To deal with such a forecast, the general has identified several reforms, including:

  • Adjusting surge capabilities by including “reserved means” deployable if/when needed;
  • Improving information feedback from the field via new technologies such as self-diagnostic system or tele-maintenance via the use of drones as far as rare and expensive equipment are concerned;
  • Evolving the curriculum of the 3,600 maintainers he teaches each year by throwing in the mix a new “non-conventional repair kit.” From now on, most training programs will end with the following challenge: “you have 24-48 hours to fix this equipment. What can you do?’ To win this decisive battle of the 96 hours, we shall need to know how to repair in time, rather than know how to repair well,” he concluded in his presentation.

Therefore, the French military is reflecting on ways to gain strategic depth, including going back to the good old Cold War stock policy and industrial mobilization schemes, while of course maintaining its current deployments and fight against asymmetric threats fully operational.

During the same seminar, several paths have been identified as a way to start such a process: The director of operations of the Army maintenance Directorate (SIMMT for ‘Structure intégrée du maintien en condition opérationnelle des matériels terrestres), General Cornefert, pointed out that the goal was to keep improving the readiness rate with an objective of 72% in 2022 and 75% in 2024 and a yearly volume of regeneration of 1,600 equipment in 2022 and 1,800 in 2024.

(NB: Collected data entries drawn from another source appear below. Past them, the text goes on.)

PR #4204, opened 2023-12-19
version: export getter functions

corhere:
Future-proof the version package's exported interface by only making the data available through getter functions. This affords us the flexibility to e.g. implement them in terms of ["runtime/debug".ReadBuildInfo()](https://pkg.go.dev/runtime/debug#ReadBuildInfo) in the future (if [go issue 50603](https://go.dev/issue/50603) is ever resolved).

PR #4212, opened 2023-12-22
fix: update Dockerfile version output

milosgajdos:
We changed what we print in the version info in https://github.com/distribution/distribution/pull/4204

But we haven't updated the `Dockerfile`. This PR fixes that.

The output now:
```shell
$ make image
docker buildx bake --set "*.tags=distribution/distribution:latest" image-local
[+] Building 77.7s (22/22) FINISHED                                                                                                                                                                                                                                   
...
...

$ docker run -it distribution/distribution --version
registry github.com/distribution/distribution/v3 3.0.0-alpha.1-13-gfb6ccc33.m
```

### DIFF
--- a/Dockerfile
+++ b/Dockerfile
@@ -16,7 +16,7 @@ FROM base AS version
 ARG PKG=github.com/distribution/distribution/v3
 RUN --mount=target=. \
   VERSION=$(git describe --match 'v[0-9]*' --dirty='.m' --always --tags) REVISION=$(git rev-parse HEAD)$(if ! git diff --no-ext-diff --quiet --exit-code; then echo .m; fi); \
-  echo "-X ${PKG}/version.Version=${VERSION#v} -X ${PKG}/version.Revision=${REVISION} -X ${PKG}/version.Package=${PKG}" | tee /tmp/.ldflags; \
+  echo "-X ${PKG}/version.version=${VERSION#v} -X ${PKG}/version.revision=${REVISION} -X ${PKG}/version.mainpkg=${PKG}" | tee /tmp/.ldflags; \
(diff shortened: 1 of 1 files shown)


Dockerfile
```diff
@@ -16,7 +16,7 @@ FROM base AS version
 ARG PKG=github.com/distribution/distribution/v3
 RUN --mount=target=. \
   VERSION=$(git describe --match 'v[0-9]*' --dirty='.m' --always --tags) REVISION=$(git rev-parse HEAD)$(if ! git diff --no-ext-diff --quiet --exit-code; then echo .m; fi); \
-  echo "-X ${PKG}/version.Version=${VERSION#v} -X ${PKG}/version.Revision=${REVISION} -X ${PKG}/version.Package=${PKG}" | tee /tmp/.ldflags; \
+  echo "-X ${PKG}/version.version=${VERSION#v} -X ${PKG}/version.revision=${REVISION} -X ${PKG}/version.mainpkg=${PKG}" | tee /tmp/.ldflags; \
```
thaJeztah, line 19: Wait, does that work with non-exported fields? TIL; thought they had to be exported for the `-X` functions to work, but perhaps that's just what I'm used to 😂

We should start looking if we can use go's built-in metadata for this (although I think that's producing versions based on the module version, not specifically git state, and we'd probably still want to have options to override these)

thaJeztah (approved):
LGTM

Dockerfile
milosgajdos: See the comment in @corhere's original PR

crazy-max (approved):

milosgajdos:
PTAL @corhere @wy65701436 @Jamstah

Jamstah (approved):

In order to achieve such “depth,” the solution is to rely increasingly on the defense industrial base (BITD for ‘Base industrielle et technologique de défense’). “The private sector should inherit 40% of the hourly industrial maintenance workload by 2024-2025,” he said.

The French BITD includes 8 large firms and 4,000 small and medium-size firms and is worth 28.5 billion euros in terms of turnover, 80% of which is dual-use. According to experts, in case of 1914-like mobilization scenario, these 80% would be tapped into for a surge.

Of course, there is still a long way to go given France’s import dependencies and the current long cycles of production (3 years to build a missile). Hence, the need for a thorough supply chain analysis, which the Covid crisis has rendered even more relevant.

The latter has however been relatively good news as far as the responsiveness of defense industries and military overall resilience have been concerned. According to Gen. Mestre, director for industrial affairs at DGA, the French procurement agency (DGA stands for ‘Direction générale de l’armement’), “if the Covid crisis led to a 20% drop in French GDP, negotiations with the industrials have allowed to limit the perturbations for the armed forces to a period of only two weeks.”

“Winning the war before the war” not only means preparing to deter and to be ready on D-Day, it also means being able to deal with the new large variety and mix of symmetric and asymmetric threats. If France has always tried to invest in the “full spectrum” of capabilities and be present in multiple theaters from Europe and Africa, to the Middle-East and the Indo-Pacific region, the emerging threats are increasingly hybrid, as the latest Belarus-Polish stalemate illustrates.

New skillsets, whether in the cyber, space or information fields, are being pursued in order to deal with the blurry concept of thresholds – the infamous “grey zone” and having the ability to de-escalate from contest back to competition is considered the key to prevent high intensity wars to occur.

The French chief of the armed forces describes this paradigm shift as a transition from the former triad of “peace-crisis-war” to “competition-dispute-showdown.”

For him, one of the best ways to remain or regain operational superiority over  the enemy is to train with allies in high intensity scenario-based exercises, such as Orion 2023, a major joint exercise planned in Champagne -Ardenne with U.S., Belgian and perhaps as well British armed forces.

A version of this article first appeared on Breaking Defense December 16, 2021.